Dans cet article théorique, Philipp Moehlmeier, Agnieszka Rusinowska et Emily Tanimura discutent de la modélisation, dans un cadre de formation de réseau, des externalités négatives associées aux connections résultant des effets mentionnés ci-dessus. Ils considèrent deux modèles, l’un s’intéressant à l’usage concurrentiel de l’information (rival ou non rival) et l’autre à l’accès concurrentiel à l’information. Leurs principaux résultats concernent d’une part ce qu’ils nomment « la stabilité des paires » : aucun agent ne veut supprimer ses liens existants, et deux agents ne veulent pas former un nouveau lien ensemble. D’autre part, les auteurs analysent l’efficacité qui correspond à l’utilité totale de tous les agents maximisée. En particulier, ils mettent en lumière les principales différences entre les effets des deux formes de concurrence (usage et accès). Si un agent est en concurrence pour l’usage de l’information, la volonté de ne pas être informé après d’autres va l’inciter à créer de nouveaux liens afin d’atteindre des relations plus lointaines.
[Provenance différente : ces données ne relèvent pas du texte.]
PR #5119, opened 2025-10-07
🐛  (helm/v2-alpha): Fixed an issue where the `ServiceMonitor` resource name did not include the default prefix applied by Kustomize. 

liam-mackie:
**Background:**
When working with long names, you will often need to use a shortened (or abbreviated) version of the controller name as the `namePrefix` in the `kustomization.yaml` file. This means a shorter name can be used as the prefix to all the files.

When using the `v2alpha/helm` plugin, this _mostly_ works. The only resource that doesn't use the name generated by Kustomize is the `ServiceMonitor`. This is problematic, as it will use the name (with the custom prefix), then template the chart name (usually the long name) in front of it. This leads to a broken installation.

**The fix:**
This PR fixes this by attempting to get the `namePrefix` from the kustomization config path. If the `namePrefix` and the `projectName` are different, we do not template the file for the service monitor. This way, customisations are honoured, but existing behaviour is maintained.

### DIFF
--- a/pkg/plugins/optional/helm/v2alpha/scaffolds/internal/kustomize/helm_templater_test.go
+++ b/pkg/plugins/optional/helm/v2alpha/scaffolds/internal/kustomize/helm_templater_test.go
@@ -389,6 +389,23 @@ metadata:
 			Expect(result).To(ContainSubstring("name: test-project-controller-manager"))
 			Expect(result).NotTo(ContainSubstring("{{ include"))
 		})
+		It("should preserve name for ServiceMonitor", func() {
+			serviceMonitorResource := &unstructured.Unstructured{}
+			serviceMonitorResource.SetAPIVersion("monitoring.coreos.com/v1")
+			serviceMonitorResource.SetKind("ServiceMonitor")
+			serviceMonitorResource.SetName("test-project-controller-manager-metrics-monitor")
+
+			content := `apiVersion: monitoring.coreos.com/v1
+kind: ServiceMonitor
+metadata:
+  name: test-project-controller-manager-metrics-monitor`
+
+			result := templater.ApplyHelmSubstitutions(content, serviceMonitorResource)
+
+			// Name should remain unchanged
+			Expect(result).To(ContainSubstring("name: test-project-controller-manager-metrics-monitor"))
+			Expect(result).NotTo(ContainSubstring("{{ include"))
+		})
 	})
 
 	Context("edge cases", func() {
--- a/pkg/plugins/optional/helm/v2alpha/scaffolds/internal/kustomize/parser.go
+++ b/pkg/plugins/optional/helm/v2alpha/scaffolds/internal/kustomize/parser.go
@@ -20,6 +20,7 @@ import (
 	"fmt"
 	"io"
 	"os"
+	"strings"
 
 	"gopkg.in/yaml.v3"
 	"k8s.io/apimachinery/pkg/apis/meta/v1/unstructured"
@@ -150,4 +151,27 @@ func (p *Parser) categorizeResource(obj *unstructured.Unstructured, resources *P
 	default:
 		resources.Other = append(resources.Other, obj)
 	}
+}
+
+func (pr *ParsedResources) EstimatePrefix(projectName string) string {
+	prefix := projectName
+	if pr.Deployment != nil {
+		if name := pr.Deployment.GetName(); name != "" {
+			deploymentPrefix, found := strings.CutSuffix(name, "-controller-manager")
+			if found {
+				prefix = deploymentPrefix
+			}
+		}
+	}
+	// Double check that the prefix is also the prefix for the service names
+	for _, svc := range pr.Services {
+		if name := svc.GetName(); name != "" {
+			if !strings.HasPrefix(name, prefix) {
+				// If not, fallback to just project name
+				prefix = projectName
+				break
+			}
+		}
+	}
+	return prefix
 }
--- a/pkg/plugins/optional/helm/v2alpha/scaffolds/internal/templates/chart-templates/servicemonitor.go
+++ b/pkg/plugins/optional/helm/v2alpha/scaffolds/internal/templates/chart-templates/servicemonitor.go
@@ -29,7 +29,12 @@ var _ machinery.Template = &ServiceMonitor{}
 // ServiceMonitor scaffolds a ServiceMonitor for Prometheus monitoring in the Helm chart
 type ServiceMonitor struct {
 	machinery.TemplateMixin
-	machinery.ProjectNameMixin
+
+	// Prefix
+	NamePrefix string
+
+	// ServiceName is the full name of the metrics service, derived from Kustomize
+	ServiceName string
 
 	// OutputDir specifies the output directory for the chart
 	OutputDir string
@@ -59,7 +64,7 @@ metadata:
   labels:
     {{ "{{- include \"chart.labels\" . | nindent 4 }}" }}
     control-plane: controller-manager
-  name: {{ .ProjectName }}-controller-manager-metrics-monitor
+  name: {{ .NamePrefix }}-controller-manager-metrics-monitor
   namespace: {{ "{{ .Release.Namespace }}" }}
 spec:
   endpoints:
@@ -69,7 +74,7 @@ spec:
       bearerTokenFile: /var/run/secrets/kubernetes.io/serviceaccount/token
       tlsConfig:
         {{ "{{- if .Values.certManager.enable }}" }}
-        serverName: {{ .ProjectName }}-controller-manager-metrics-service.{{ "{{ .Release.Namespace }}" }}.svc
+        serverName: {{ .ServiceName }}.{{ "{{ .Release.Namespace }}" }}.svc
         # Apply secure TLS configuration with cert-manager
         insecureSkipVerify: false
         ca:
--- a/docs/book/src/cronjob-tutorial/testdata/project/dist/chart/templates/prometheus/controller-manager-metrics-monitor.yaml
+++ b/docs/book/src/cronjob-tutorial/testdata/project/dist/chart/templates/prometheus/controller-manager-metrics-monitor.yaml
@@ -6,7 +6,7 @@ metadata:
         app.kubernetes.io/managed-by: {{ .Release.Service }}
         app.kubernetes.io/name: project
         control-plane: controller-manager
-    name: {{ include "chart.name" . }}-controller-manager-metrics-monitor
+    name: project-controller-manager-metrics-monitor
     namespace: {{ .Release.Namespace }}
 spec:
     endpoints:
--- a/docs/book/src/multiversion-tutorial/testdata/project/dist/chart/templates/prometheus/controller-manager-metrics-monitor.yaml
+++ b/docs/book/src/multiversion-tutorial/testdata/project/dist/chart/templates/prometheus/controller-manager-metrics-monitor.yaml
@@ -6,7 +6,7 @@ metadata:
         app.kubernetes.io/managed-by: {{ .Release.Service }}
         app.kubernetes.io/name: project
         control-plane: controller-manager
-    name: {{ include "chart.name" . }}-controller-manager-metrics-monitor
+    name: project-controller-manager-metrics-monitor
     namespace: {{ .Release.Namespace }}
 spec:
     endpoints:
--- a/pkg/plugins/optional/helm/v2alpha/scaffolds/edit_kustomize.go
+++ b/pkg/plugins/optional/helm/v2alpha/scaffolds/edit_kustomize.go
@@ -109,6 +109,7 @@ func (s *editKustomizeScaffolder) Scaffold() error {
 			slog.Warn("failed to remove stale generic ServiceMonitor", "path", staleSM, "error", rmErr)
 		}
 	}
+	namePrefix := resources.EstimatePrefix(s.config.GetProjectName())
 	chartConverter := kustomize.NewChartConverter(resources, s.config.GetProjectName(), s.outputDir)
 	deploymentConfig := chartConverter.ExtractDeploymentConfig()
 
@@ -119,7 +120,8 @@ func (s *editKustomizeScaffolder) Scaffold() error {
 	chartFiles := []machinery.Builder{
 		&github.HelmChartCI{},                        // GitHub Actions workflow for chart testing
 		&templates.HelmChart{OutputDir: s.outputDir}, // Chart.yaml metadata
-		&templates.HelmValuesBasic{ // values.yaml with dynamic config
+		&templates.HelmValuesBasic{
+			// values.yaml with dynamic config
 			HasWebhooks:      hasWebhooks,
 			HasMetrics:       hasMetrics,
 			DeploymentConfig: deploymentConfig,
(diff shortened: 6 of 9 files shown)


liam-mackie:
@Kavinjsir / @varshaprasad96 - is there any possibility of getting this one reviewed/approved to test? I'd love to get this in!

pkg/plugins/optional/helm/v2alpha/scaffolds/internal/kustomize/helm_templater_test.go
```diff
@@ -225,6 +226,35 @@ metadata:
...
+				templaterDiff := &HelmTemplater{
+					projectName: "project-with-a-long-name",
+					namePrefix:  "test-project",
+				}
+				result := templaterDiff.ApplyHelmSubstitutions(content, serviceMonitorResource)
+				// If the namePrefix and default chart name differ, should use namePrefix variable
+				Expect(result).ToNot(ContainSubstring("{{ include \"chart.name\" . }}"), "Should not use chart.name template when namePrefix and project name differ")
+			})
+		})
+
```
camilamacedo86: Could you please fix the lint issues?

pkg/plugins/optional/helm/v2alpha/edit.go
```diff
@@ -98,6 +101,8 @@ func (p *editSubcommand) BindFlags(fs *pflag.FlagSet) {
 	fs.BoolVar(&p.force, "force", false, "if true, regenerates all the files")
 	fs.StringVar(&p.manifestsFile, "manifests", DefaultManifestsFile,
 		"path to the YAML file containing Kubernetes manifests from kustomize output")
+	fs.StringVar(&p.kustomizePath, "kustomize-path", DefaultKustomizeFile,
```
camilamacedo86: I do not think that we should pass the path here, otherwise we will need a flag for each file.
In this case, we might want to get the config from PROJECT file which has the project name instead of check the kustomize file wdyt?

pkg/plugins/optional/helm/v2alpha/scaffolds/internal/templates/chart-templates/servicemonitor.go
```diff
@@ -31,6 +31,9 @@ type ServiceMonitor struct {
 	machinery.TemplateMixin
```
camilamacedo86, line 31: The best solution would be to have the ServiceMonitor from the kustomize install.yaml
Could we look at this option?

liam-mackie: When prometheus is enabled in kustomize, it'll use the ServiceMonitor from the kustomize install.yaml - this code path is only called when prometheus is **_disabled_** in kustomize. 
I _assume_ it's to allow prometheus to be enabled/disabled in the values.yaml of the helm chart.

pkg/plugins/optional/helm/v2alpha/edit.go
liam-mackie: Unfortunately, there's no reference to the entrypoint for Kustomize in the PROJECT file, and there's no way to infer the prefix someone uses in Kustomize outside of the `kustomization.yaml` itself. Kubebuilder conventions put it in `config/default/kustomization.yaml`. Originally, I left this as unconfigurable, and simply assumed that the `kustomization.yaml` would always be in this path.

The best we have to get this programatically is the Makefile, which uses it in the `build-installer` target:
```
	$(KUSTOMIZE) build config/default > dist/install.yaml
```

The `config/default` path is what we'd use, and we'd simply look for a `kustomization.yaml` in there. I'm not sure if that's any better than simply allowing the desired kustomization file to be passed through though. 

Happy to defer to your expertise here!

pkg/plugins/optional/helm/v2alpha/scaffolds/internal/kustomize/helm_templater_test.go
liam-mackie: On it! 🙇

liam-mackie: Fixed in [44e16fe](https://github.com/kubernetes-sigs/kubebuilder/pull/5119/commits/44e16fe22c77f26d973824d5cfcab0d49538fe11)

pkg/plugins/optional/helm/v2alpha/scaffolds/internal/templates/chart-templates/servicemonitor.go
camilamacedo86: Yes, that is the reason for we template this one.
But I think we can look for:

```
name: {{ .NamePrefix }}-controller-manager-metrics-monitor  
serverName: {{ .NamePrefix }}-controller-manager-metrics-service  
```

Those values in the install.yaml and use here instead of use PROJECT name. 

Example: 

- The serverName is the name of the service so we can look for: https://github.com/kubernetes-sigs/kubebuilder/blob/master/testdata/project-v4-with-plugins/dist/install.yaml#L922-L939
- And use the prefix found above for the name

liam-mackie: Ah ok, I think I understand - so take the actual values of the service name from the install.yaml rather than assuming it's the project name or prefix?

liam-mackie: Thanks for the clarification - I'll get something up ASAP for you to take a look at 🙇

liam-mackie: I've added an option in [d2a79c6](https://github.com/kubernetes-sigs/kubebuilder/pull/5119/commits/d2a79c69417acee99655daf24c0748590224c1f7). I was wondering what your thoughts on the testing strategy should be here - there wasn't any existing tests, and I'm not fully sure where to put the seam!

camilamacedo86: But then we need to remove the rest only get the data from the install.yaml
We should avoid adding flags since it will make it harder to keep things maintained

Could we keep the solution here only looking for the install.yaml to get this value?

liam-mackie: Sorry, I meant that it's an option that we can consider, rather than an actual option that the user provides! It's not a new flag, and is the only way the data will be passed in to this template!

camilamacedo86: It will be a new flag for the plugin: fs.StringVar(&p.kustomizePath, "kustomize-path", DefaultKustomizeFile,
That means specific tests for it, and also if we pass one file, we might need to pass others, and it can grow, etc. Also, users will need to pass more than one value by default to properly generate it and bring a bad UX

So, the best approach is we get the values from the install.yaml 
We should not consume any other place.

liam-mackie: Oh, I see - you mean the kustomize path. I'll get something working and run it by you, I have an idea here.

liam-mackie: [Get data from kustomize output rather than kustomization.yaml](https://github.com/kubernetes-sigs/kubebuilder/pull/5119/commits/182aa72b34745f3e210929d31c74bcad6ce0a8df) changes the way we get the prefix to instead get it from the deployment name. Is this closer to what you were hoping for?

camilamacedo86: I think we should ONLY:

1. Check the `install.yaml` (file-informed).
2. Look for the `controller-manager-metrics-service`.
     - Get its full name.
     - Use it to populate the service name.
3. For the monitor name:
    - Extract all text that comes before.
    - Concatenate it with the default pattern:  ` <prefix obtained from service name>-controller-manager-metrics-monitor`

This should make the scaffold populate the correct values automatically, without requiring extra information or flags. Only look for a specific path if one is explicitly provided and do not bring extra burn to keep things maintained.

pkg/plugins/optional/helm/v2alpha/scaffolds/internal/kustomize/chart_converter.go
```diff
@@ -37,9 +37,9 @@ type ChartConverter struct {
 }
 
 // NewChartConverter creates a new chart converter with all necessary components
-func NewChartConverter(resources *ParsedResources, projectName, outputDir string) *ChartConverter {
+func NewChartConverter(resources *ParsedResources, projectName, namePrefix, outputDir string) *ChartConverter {
```
camilamacedo86: The projectName and namePrefix here are the same.
So, why would we need both parameters? 
Did I miss something?

liam-mackie: In the tests they're the same, but in the code itself, the prefix could possibly be different. We estimate it [here](https://github.com/kubernetes-sigs/kubebuilder/pull/5119/files#diff-23e723f761f01aa5b206dc50bf40d60017673f798b0c8f7495399b66ff80684bR112) and pass it in, as the templater needs it.

liam-mackie:
> Hi @liam-mackie
> 
> Really thank you for the amazing work 🥇 I think we are very close.
> 
> I have just one comment in the latest review — see: [#5119 (files)](https://github.com/kubernetes-sigs/kubebuilder/pull/5119/files#r2434870465)
> 
> Also, note that for us to get this one merged, we need the commits squashed. Could you please ensure that you squash all commits so that we have only **one** commit in this PR? Also, could you please rebase this one with master so that it can pass in the tests?
> 
> Lastly, I’ll trigger the tests to check if any fail.

All done! Rebased and squashed - thanks for the help!

pkg/plugins/optional/helm/v2alpha/scaffolds/internal/kustomize/parser.go
```diff
@@ -151,3 +152,26 @@ func (p *Parser) categorizeResource(obj *unstructured.Unstructured, resources *P
 		resources.Other = append(resources.Other, obj)
 	}
 }
+
+func (pr *ParsedResources) EstimatePrefix(projectName string) string {
+	prefix := projectName
+	if pr.Deployment != nil {
+		if name := pr.Deployment.GetName(); name != "" {
+			deploymentPrefix, found := strings.CutSuffix(projectName, "-controller-manager")
```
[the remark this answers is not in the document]
liam-mackie: Fixed + squashed

pkg/plugins/optional/helm/v2alpha/scaffolds/internal/kustomize/helm_templater_test.go
```diff
@@ -225,6 +226,43 @@ metadata:
...
+`
+			})
+
+			It("the namePrefix and project name are the same", func() {
+				result := templater.ApplyHelmSubstitutions(content, serviceMonitorResource)
+				// If the namePrefix and default chart name match, should use chart.name template
+				Expect(result).To(ContainSubstring("{{ include \"chart.name\" . }}"),
+					"Should use chart.name template when namePrefix and project name match")
+			})
+			It("the namePrefix and project name differ", func() {
```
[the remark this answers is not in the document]
liam-mackie: Fixed and squashed

pkg/plugins/optional/helm/v2alpha/scaffolds/internal/kustomize/helm_templater_test.go
```diff
@@ -225,6 +226,43 @@ metadata:
...
+				// Test content must end with a newline
+				// If not, the `name` regex in the ServiceMonitor replacement will never match
+				content = `apiVersion: monitoring.coreos.com/v1
+kind: ServiceMonitor
+metadata:
+  name: test-project-controller-manager-metrics-monitor
+`
+			})
+
+			It("the namePrefix and project name are the same", func() {
```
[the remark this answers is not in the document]
liam-mackie: Fixed and squashed

camilamacedo86:
I will need some time to properly evaluate
I think we might want to only use the logic for the prefix for serviceMonitor 

/ok-to-test

liam-mackie:
> I think we might want to only use the logic for the prefix for serviceMonitor

That's a good point - we only see the chart name being used at all in the `serviceMonitor`, but everything else is neatly pulled directly from the rendered Kustomize YAML. Do you think it's a better idea to simply standardise on using the resource names from the rendered Kustomize? I'm honestly not fully sure why we have the `{{ chart.name }}` replacement, so I'm fully open to pulling it out completely as a part of this change instead, so long as it's a sane change from your end!

camilamacedo86:
Hi @liam-mackie 👋

I think the more surgical we are here, the better.  
My suggestion is to focus only on getting the data for the `ServiceMonitor` and keep everything else as it is for now.  
If needed, we can revisit and expand later.

Could we try it out this way?  
It would also make the review process easier — otherwise, we’d need to start looking into other design aspects as well.

camilamacedo86:
Hi @liam-mackie 

Please, feel free to ping me if you be able to enhance this one.
For we get merged.

liam-mackie:
> Hi @liam-mackie
> 
> Please, feel free to ping me if you be able to enhance this one. For we get merged.


I'm working on this now, actually! I'm planning to remove the API changes and follow your guidance, specifically only affecting the ServiceMonitor. Just to confirm, my plan is as follows:
* Use the rendered name for the `ServiceMonitor` from the Kustomize output if the ServiceMonitor exists in the configuration (I.E. the user has the `ServiceMonitor` in the default install.yaml)
* Guess the correct prefix (as per existing PR changes) to add to the `ServiceMonitor` template that we scaffold if the `install.yaml` does not have the ServiceMonitor included by default
This should keep the user-facing API the same

Can you please let me know if this matches your expectations? I'm happy to sync over zoom or other types of communication should you be available and want to 🙇

camilamacedo86:
Hi @liam-mackie 

Just one thing the `[APIDiff / Verify API differences (pull_request)](https://github.com/kubernetes-sigs/kubebuilder/actions/runs/18698927569/job/53328582745?pr=5119)` is not a concern here. In this case, we can overwrite. 

Let's see if we can make the fix more surgically, changing only the specific template, and then we can get this one merged. Thank you a lot !!!

liam-mackie:
> Let's see if we can make the fix more surgically, changing only the specific template, and then we can get this one merged. 

Yes - it'll just be changing these two specific templates - they're just both ways of us creating a `ServiceMonitor` depending on the output we get from Kustomize. As long as you're happy removing the `{{ chart.name }}` template from the servicemonitor name, I think this will work well. 
I should have time to finish this off tomorrow morning, AEST (in ~16 hours), so by the time you're online tomorrow, this should be ready for review. I'll ping you specifically letting you know my changes are pushed 🙇

liam-mackie:
@camilamacedo86 I've been a little more precise here and simply _removed_ `templateServiceMonitorNames` to just keep the service monitor names as they come from Kustomize. Let me know how the PR looks now :)

camilamacedo86:
Hi @liam-mackie 

That is amazing.
Just run make lint-fix 
and then we can get this one merged !!!

Great job 🎉

liam-mackie:
> That is amazing. Just run make lint-fix and then we can get this one merged !!!

Awesome! That's done now :)

camilamacedo86:
@liam-mackie 

it is missing run `make install` and `make generate-charts` to update all samples accordingly

liam-mackie:
> @liam-mackie 
> 
> 
> 
> it is missing run `make install` and `make generate-charts` to update all samples accordingly


Argh! I'll regenerate them now, sorry!

liam-mackie:
@camilamacedo86 Done + Rebased 🙇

Si les coûts sont faibles, les réseaux stables ont des diamètres courts et peuvent être densément connectés, parfois trop du point de vue de l’efficacité. Dans une situation de concurrence pour l’accès à l’information, en revanche, les structures densément connectées ne sont pas plausibles, à part si les coûts sont très bas. Dans ce contexte, la source de désutilité est la congestion, un problème aggravé dans des réseaux densément connectés. Les chainons de communication plus longs seront plus stables et plus efficaces que des structures de diamètre court, car il y aura moins de congestion lorsque l’information est transmise.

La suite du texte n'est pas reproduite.